Kémi Séba: modern panafricanism or a hollow facade?

As South Africa’s courts prepare to rule on Kémi Séba’s fate, the Bénin-born activist faces extradition after his mid-April arrest while attempting to cross into Zimbabwe. With 1.5 million social media followers, Séba has become a lightning rod for debates on whether he truly embodies today’s panafricanism. His story forces us to revisit the movement’s evolution and its many transformations.

By Venance Konan

In a bizarre twist, Kémi Séba—whose real name is Stellio Gilles Robert Capo Chichi—was detained alongside his 18-year-old son and François Van der Merwe, a South African white supremacist nostalgic for apartheid. The trio allegedly aimed to enter Zimbabwe before continuing to Europe.

Séba heads the NGO Urgences panafricanistes but is better known for his fiery anti-French, anti-CFA franc, and antisemitic rhetoric. This stance cost him French citizenship, granted at birth. In Bénin, he faces charges of “apology for crimes against state security and incitement to rebellion” after posting a video supporting soldiers involved in last December’s failed coup. An international arrest warrant has been issued.

Russian propaganda mouthpieces and Sahel dictators’ cheerleaders

Kémi Séba, Franklin Nyamsi, and Nathalie Yamb dominate Francophone Africa’s panafricanist discourse. All three aggressively oppose French influence while serving as Kremlin propaganda amplifiers and staunch supporters of the military juntas in Mali, Burkina Faso, and Niger—the so-called AES alliance. Does modern panafricanism mean replacing French domination with Russian control while backing coup leaders who openly reject democracy?

To understand this shift, we must trace panafricanism’s roots. Emerging in early 20th century Black American and Caribbean intellectual circles, the movement inspired anticolonial struggles across Africa. Key figures like Kwame Nkrumah (Ghana), Sékou Touré (Guinea), and Patrice Lumumba (Congo) turned panafricanism into the driving force behind decolonization and continental unity.

From anticolonial unity to fractured micro-nationalisms

The Federation of Black African Students in France (FEANF), founded in 1950, became a panafricanist hub in Europe. Its radical anti-colonial activism provoked harsh French repression: higher rents for African students, reduced scholarships, and constant police surveillance. The organization was dissolved in 1980.
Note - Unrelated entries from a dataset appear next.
PR #976, opened 2017-09-16
Issue 960

koheiw:
This branch contains numerous changes to improve **quanteda**'s performance.  Due to the poor implementation of `cbind.dfm()`, `dfm_lookup()` was unusably slow. It also fixes critical but in `regex2id()`. After merging branch, CRAN version needs to be update.

Both `tokens_lookup()` and `dfm_lookup()` are much faster in this branch:
```r
quanteda_options(threads = 8)

load("/home/kohei/Documents/Brexit/Analysis/data_tokens_guardian.RData")
toks <- data_tokens_guardian
mx <- dfm(toks)

dict15 <- dictionary(file = '/home/kohei/Documents/Dictionary/LIWC/LIWC2015_English_Flat.dic')
dict07 <- dictionary(file='/home/kohei/Documents/Dictionary/LIWC/LIWC2007_English.dic')

    tokens_lookup(toks, dict15), 
    tokens_lookup(toks, dict07), 
    times = 10)

# Unit: seconds
# expr      min       lq     mean   median       uq      max neval
# tokens_lookup(toks, dict15) 73.63517 74.93640 76.79295 76.41722 79.22653 80.77356    10
# tokens_lookup(toks, dict07) 59.45824 60.11967 61.62623 61.17731 62.56146 64.67022    10

    dfm_lookup(mx, dict15), 
    dfm_lookup(mx, dict07), 
    times = 10)

# Unit: seconds
# expr      min       lq     mean   median       uq      max neval
# dfm_lookup(mx, dict15) 21.19515 22.45237 23.65662 22.79392 25.21239 28.90048    10
# dfm_lookup(mx, dict07) 18.84198 19.14635 19.80817 19.89353 20.37558 20.78381    10

```
On windows, both of them compete analysis of 10,000 news articles (subset of Guardian corpus) in around 9 sec, while LIWC takes around 47 sec.


R/dfm.R
```diff
@@ -200,17 +199,39 @@ dfm.tokenizedTexts <- function(x,
...
+                       verbose = quanteda_options("verbose"), 
+                       ...) {
 
     valuetype <- match.arg(valuetype)
     # set document names if none
     if (is.null(names(x))) {
         names(x) <- paste0(quanteda_options("base_docname"), seq_along(x))
     } 
-
-    if (who_called_me_first(sys.calls(), "dfm") %in% c("tokens", "tokenizedTexts")) {
```
kbenoit: This was designed to print a unique message identifying the input object from the call stack. It's far from perfect, but the old message did prevent this:
```r
> dfm(tokenize(data_char_sampletext), verbose = TRUE)
Creating a dfm from a tokenizedTexts input...
Creating a dfm from a tokens input...
   ... lowercasing
   ... found 1 document, 241 features
   ... created a 1 x 241 sparse dfm
   ... complete. 
Elapsed time: 0.018 seconds.
Document-feature matrix of: 1 document, 241 features (0% sparse).
```
Can you fix? (even though `tokenizedTexts` will soon be removed...

R/dfm.R
```diff
@@ -200,17 +199,39 @@ dfm.tokenizedTexts <- function(x,
...
-        check_dfm_dots(list(...), permissible_args = names(formals(tokens)))
```
kbenoit: For arguments not in the signature of `dfm()`, with this change we don't get the error message within `dfm()`, but rather from `tokens()`. Seems like the former behaviour was clearer to the user.

R/dictionaries.R
```diff
@@ -70,11 +70,11 @@ print_dictionary <- function(entry, level = 1) {
 
 
 # Internal function for special handling of multi-word dicitionary values
```
kbenoit: Could you please document these and the other dictionary functions? OK to make this a separate PR.

R/quanteda_options.R
```diff
@@ -1,5 +1,5 @@
 # implement default options
-QUANTEDA_OPTIONS <- list(threads = max(1L, floor(RcppParallel::defaultNumThreads() / 2)),
+QUANTEDA_OPTIONS <- list(threads = max(1L, RcppParallel::defaultNumThreads() - 1),
```
kbenoit: We previously had n-1 cores, where n = all available, but I change it to 1/2 for a reason that now escapes me. Can we think of any reason not to take all but one of a user's cores?

We also want to test that if this is set in `.Rprofile` then it stays set. (This is not possible with **testthat** and therefore needs to be done manually.)

R/tokens.R
```diff
@@ -252,7 +252,7 @@ tokens.tokens <-  function(x, what = c("word", "sentence", "character", "fastest
     
     if (length(regex))
         x <- tokens_remove(x, paste(regex, collapse = '|'), valuetype = 'regex', padding = FALSE)
-    if (!identical(ngrams, 1L))
+    if (!identical(ngrams, 1L) || !identical(skip, 0L))
```
kbenoit: 👍

R/utils.R
```diff
@@ -224,7 +224,7 @@ code <- function(texts){
 
 # convert various input as features to a vector used in tokens_select, 
 # tokens_compound and kwic.
-features2id <- function(features, types, valuetype, case_insensitive, 
+pattern2id <- function(features, types, valuetype, case_insensitive,
```
kbenoit: More documentation please.

kbenoit:
Does `rbind.dfm()` need similar optimisation?

R/quanteda_options.R
koheiw: I set n - 1, because sustained 100% CPU load can make system unstable - sometimes even not able to open task manager. There is a test that directly compare the option value and the environment variable in the test:
```r
expect_equal(
        quanteda_options("threads"),
        as.numeric(Sys.getenv('RCPP_PARALLEL_NUM_THREADS'))
    )
```

R/dfm.R
koheiw: Done

R/dictionaries.R
koheiw: I will do separately

R/dfm.R
koheiw: Added warnings of unused argumetns  within `dfm()`

Issue #69, opened 2015-11-21
Complete Jockers vignette


kbenoit:
With explanation that amounts to both a tutorial and a replication. May involve adding new functionality, such as the `plot.kwic()` added in 0.8.7-9 to produce dispersion plots.

PR #982, opened 2017-09-19
Update LitVignette

stefan-mueller:
Done:
- Change `char_segment()` arguments after update of function (otherwise, vignette won't knit).
- Update text with regard to **readtext** package.
- Switch from `topfeatures()` to `textplot_frequency()`.
- Change first two plots to **ggplot2** objects.

To do?
- Object names are a wild mixture of camelCase and snake_case. Shall we adjust this?
- The last plots (section 4.4 onwards) are not **ggplot2** objects. I didn't change this yet, because base R plotting might be easier for non-`data.frame` objects (but I'm a fan of consistency, so either we use **ggplot2** or base R throughout the vignette).

Let me know what you think and I make the necessary changes.


kbenoit:
Thanks @stefan-mueller that's very useful. We have an open issue for completing this vignette, which is close but not exactly a reproduction of the entire Jockers book. If you are interested in completing this document, that would be great (and would solve #69).

stefan-mueller:
Good idea, @kbenoit, I'm happy to go ahead with a replication of the book. This might take a while, but I will work on this continuously. The author line also sounds good. If we replicate all chapters, we might consider using [**bookdown**](https://bookdown.org) for this project. It will be a very long document (too long for a single article) and **bookdown** offers great functions (e.g., chapters, separate URL, search within book, download book as PDF/epub/mobi).

kbenoit:
Great. Most of it is already done, so it's not likely to take too long. There is a TOC at the beginning of the document, with each section corresponding to a chapter of the book. The idea is to show how **quanteda** can replicate the book in with just a bit of code, so I think **bookdown** is overkill. (Plus it would not then make a vignette-style article for the website.)

PR #988, opened 2017-09-22
Issue 986

koheiw:


kbenoit:
One more change pls: I think the first below should return invisible `TRUE`.  The rest of the returns are correct.
```r
> tmp <- quanteda_options(threads = 4)
> tmp
$threads
[1] 4

> tmp <- quanteda_options(initialize = TRUE)
> tmp
[1] TRUE
> tmp <- quanteda_options(reset = TRUE)
> tmp
[1] TRUE
> tmp <- quanteda_options()
> tmp
$threads
[1] 3

$verbose
[1] FALSE

$print_dfm_max_ndoc
[1] 20

$print_dfm_max_nfeature
[1] 20

$base_docname
[1] "text"
```

koheiw:
I made `quanteda_options()` to return a list when it sets option values, because 
```r
str(options(something = 100))
List of 1
 $ something: num 100
```
but I am happy to change it to invisible `TRUE`.

kbenoit:
OK that's fine, let's make it consistent with `options()`.

PR #990, opened 2017-09-23
Update and extend vignette

stefan-mueller:
Following #69, I almost finished replicating the Jockers book.

Done: 
- Change to snake_case
- Plot with **ggplot2**
- Remove some depreciated functions
- Add chapters 6, 7, 8, 9, 11, 13

To do/discuss: 
- [ ] Didn't know the easiest way to replicate the classification from chapter 12. Could you have a look, @kbenoit.
- [ ] I used built-in data and data from **quantedaData** for chapters 11 and 13 as the `XMLAuthorCorpus` used in the book is only available on the author's website as a .zip-file (http://www.matthewjockers.net/wp-content/uploads/2013/08/TextAnalysisWithR.zip). Yet, even with the State of the Union addresses and Irish debate shows how topic modelling and clustering works.
- [ ] After adding chapter 12 and reviewing my changes, the website needs to be rebuilt.


koheiw:
#1035 could be addressed in this PR.

PR #1005, opened 2017-10-04
Dev lsa

HaiyanLW:


R/textmodel_lsa.R
```diff
@@ -0,0 +1,87 @@
...
+    
+    # return the LSA space
+    return ( space )
+}
+
+#' @rdname textmodel_lsa
+#' @param newX new matrix to be transformed into the lsa space
+#' @param LSAspace previously fitted lsa space
+#' @export
+transform_lsa <- function( newX, LSAspace ) {
```
kbenoit: Do we need a separate function for this, or can this be part of the `textmodel_lsa()` return object?

HaiyanLW: Yes, this function transfers query into the pre-generated LSA space.

HaiyanLW:
I removed the `tf-idf` from within the function because theoretically LSA can be applied to any term-document matrix, `tf-idf` is one of them. 
Do you think we need to make it "LSAspace" class to be compatible with "lsa" package?

kbenoit:
If there are additional functions defined in **lsa** that work with their class of return object, then it would make sense. We did this for the `textstat_simil()` for instance so that functions defined for the `dist` class would work with our output. I'm not sure if this is the case for **lsa**.

HaiyanLW:
There are some other functions defined in 'lsa', however, I think we have similar such as 'textstat_simil()', 'tf-idf()'

kbenoit:
Add a short tutorial/vignette in `vignettes/pkgdown-only/` and add to example in the man page for `textmodel_lsa()`. You can take the example from http://www1.se.cuhk.edu.hk/~seem5680/lecture/LSI-Eg.pdf.

koheiw:
Here is my comparison between **irlba** and **RSpectra**. The latter looks good in speed as well as accuracy.
http://rpubs.com/koheiw/330986

kbenoit:
So the good news is that we are ok sticking with Rspectra?

koheiw:
I am happy with **RSpectra** now. I will keep eyes on **irlba**.

Issue #1734, opened 2019-07-15
Assining docvars to corpus is extremely slow


koheiw:
For no reason, whole data.frame is converted to a matrix...

https://github.com/quanteda/quanteda/blob/657115bb78422e67a5e3b60b05ddd498793d7cb6/R/docvars.R#L113

PR #1735, opened 2019-07-15
Fix docvar assignment inconsistency

koheiw:
I do not want to spend time to fix to relatively new bug #1734, so just disallowed assigning a vector (we do not need this functionality anyway). `docvars` is a mess. We should switch to v2.0 soon.

### DIFF
--- a/R/docvars.R
+++ b/R/docvars.R
@@ -99,70 +99,19 @@ docvars.kwic <- function(x) {
 
 #' @export
 "docvars<-.corpus" <- function(x, field = NULL, value) {
-    if (is.dfm(value))
-        value <- convert(value, to = "data.frame")[, -1, drop = FALSE]
-    if ("texts" %in% field)
-        stop("You should use texts() instead to replace the corpus texts.")
-    if (is.null(field)) {
-        if (is.null(value)) {
-            newdv <- data.frame(row.names = docnames(x))
-        } else {
-            newdv <- data.frame(value, stringsAsFactors = FALSE, check.names = FALSE)
-            # uses the V1, V2 etc scheme
-            #names(newdv) <- names(as.data.frame(as.matrix(value)))
-        }
-    } else {
-        newdv <- docvars(x)
-        newdv[field] <- value
-    }
-    meta_names_not_in_newdv <- setdiff(grep("^_.+", names(documents(x)), value = TRUE), names(newdv))
-    documents(x) <- cbind(documents(x)[, c("texts", meta_names_not_in_newdv), drop = FALSE], newdv)
+    x$documents <- set_docvars(x$documents, field, value)
     return(x)
 }
 
 #' @export
 "docvars<-.tokens" <- function(x, field = NULL, value) {
-    if (is.dfm(value))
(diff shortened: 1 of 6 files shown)


koheiw:
I probably stop maintaining v1.5 now.

kbenoit:
I don't understand what was the bug in #1734. Was it just that it was slow? That's easily fixed without changing the default naming behaviour.

The conversion was originally a lazy way to get the default behaviour of adding V1, V2, etc to the columns of a data.frame with no names. The fix proposed here changes the behaviour in that it now assigns integers as names. What it does not do is to disallow assigning a vector to a docvar.

```r
> corp <- corpus(c("A b c d.", "A b c."))
> docvars(corp) <- c("dv1.1", "dv1.2")
> docvars(corp)
      value
text1 dv1.1
text2 dv1.2
> 
> docvars(corp) <- 1
> docvars(corp)
      value
text1     1
text2     1
```

Since it was laziness (mine!) that led to the code referenced in #1734 just to get the data.frame naming defaults, I would be happy to fix it now to provide the same behaviour without the matrix conversion, but I want to make sure first that I understand what you meant by "bug".

koheiw:
The line you added converts entire data.frame `value` to a matrix, which takes long time and changes types of vectors. 
```
names(as.data.frame(as.matrix(value))) 
```

kbenoit:
@koheiw see f8a0a12, I restored the earlier behaviour but without the unnecessary conversion to `matrix`. It's a bit messy in there but all working as expected.

R/docvars.R
```diff
@@ -239,19 +239,31 @@ set_docvars <- function(dvars, field = NULL, value)  {
...
-            } else {
+            if (is.null(value)) {
                 result <- dvars_system
+            } else {
+                if (is.matrix(value))
+                    value <- as.data.frame(value, stringsAsFactors = FALSE)
+                if (is.data.frame(value)) {
+                    if (nrow(value) != nrow(dvars))
+                        stop(message_error("docvar_mismatch"), call. = FALSE)
+                    if (any(missingnames <- nzchar(names(value), keepNA = TRUE))) {
```
koheiw: I prefer to raise error for data.frame without names. Why do we need to auto-generate names?

koheiw: I would be better to drop all the unnamed or duplicated columns than to automatically renaming.

kbenoit: I'm ok with raising an error, but 
1.  This is the current behaviour, and
2. It's more robust for users, especially those who assign a matrix as value. (Note that the coercion from matrix format still takes place, but only if `value` is input as a matrix.)

R/docvars.R
```diff
@@ -239,19 +239,31 @@ set_docvars <- function(dvars, field = NULL, value)  {
...
+                        names(value)[which(is.na(missingnames))] <- 
+                            paste0("V", seq_len(sum(is.na(missingnames))))
+                    }
+                    result <- cbind(dvars_system, value)
```
koheiw: If we add check for column names in line 258, assignment of matrix without names will be also blocked.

The 1957 independence of Ghana and the 1960 wave of African decolonization were hailed as panafricanist victories. The creation of the Organization of African Unity (OAU) in 1963 marked another milestone toward continental unity—until micro-nationalisms took over. Instead of integration, Africa saw fragmentation: Eritrea’s secession, Sudan’s division, Biafra’s attempted breakaway, and Casamance’s ongoing conflict. In 2002, Libyan leader Muammar Gaddafi revived the unification dream by pushing the OAU to become the African Union (AU), but the project stalled. Gaddafi himself was killed in 2011 by a Western coalition. Meanwhile, the AU launched the New Partnership for Africa’s Development (NEPAD) in 2001 to boost integration and growth—but the initiative has since faded into obscurity.

From civil wars to African-on-African persecution

Today, panafricanism has become a political buzzword. Every visiting French politician must declare “I love Africa”, and African leaders often brandish the panafricanist label—even when their actions betray it. Côte d’Ivoire’s former president Laurent Gbagbo recently launched the Party of African Peoples-Côte d’Ivoire (PPA-CI), while Senegal’s ruling party calls itself Patriots of Senegal for Work, Ethics, and Fraternity (PASTEF).

Yet, outside wartime zones like the Horn of Africa or the Great Lakes region, African countries frequently target fellow Africans within their borders—South Africa’s xenophobic violence being a stark example. In West Africa, Sahelian juntas and ECOWAS members remain locked in bitter standoffs rather than pursuing unity.

Is today’s panafricanism genuine or a scam?

Séba, Nyamsi, and Yamb dominate the conversation, but their panafricanism raises questions. The Bénin-born Séba lost French citizenship for his extremist views, Nyamsi (Cameroonian-French) faces Parisian scrutiny for anti-French agitation, and Yamb (Cameroonian-Swiss) is EU-sanctioned for similar rhetoric. They frame themselves as persecuted truth-tellers battling Western—especially French—domination. But what remains of panafricanism when these figures openly serve Russian interests? Is replacing one master with another liberation? Can panafricanism justify supporting brutal dictatorships that silence dissent through imprisonment, disappearance, or murder?

Leaked phone conversations suggest Séba now accuses Nyamsi and Yamb of being “opportunists” in the pay of Togo’s president Faure Gnassingbé. Ironically, Séba himself has reportedly expressed regret over losing his French passport. This panafricanism reeks of opportunism, fraud, and empty rhetoric. Yet, with global predators circling Africa, rapid unity may be the continent’s only survival strategy.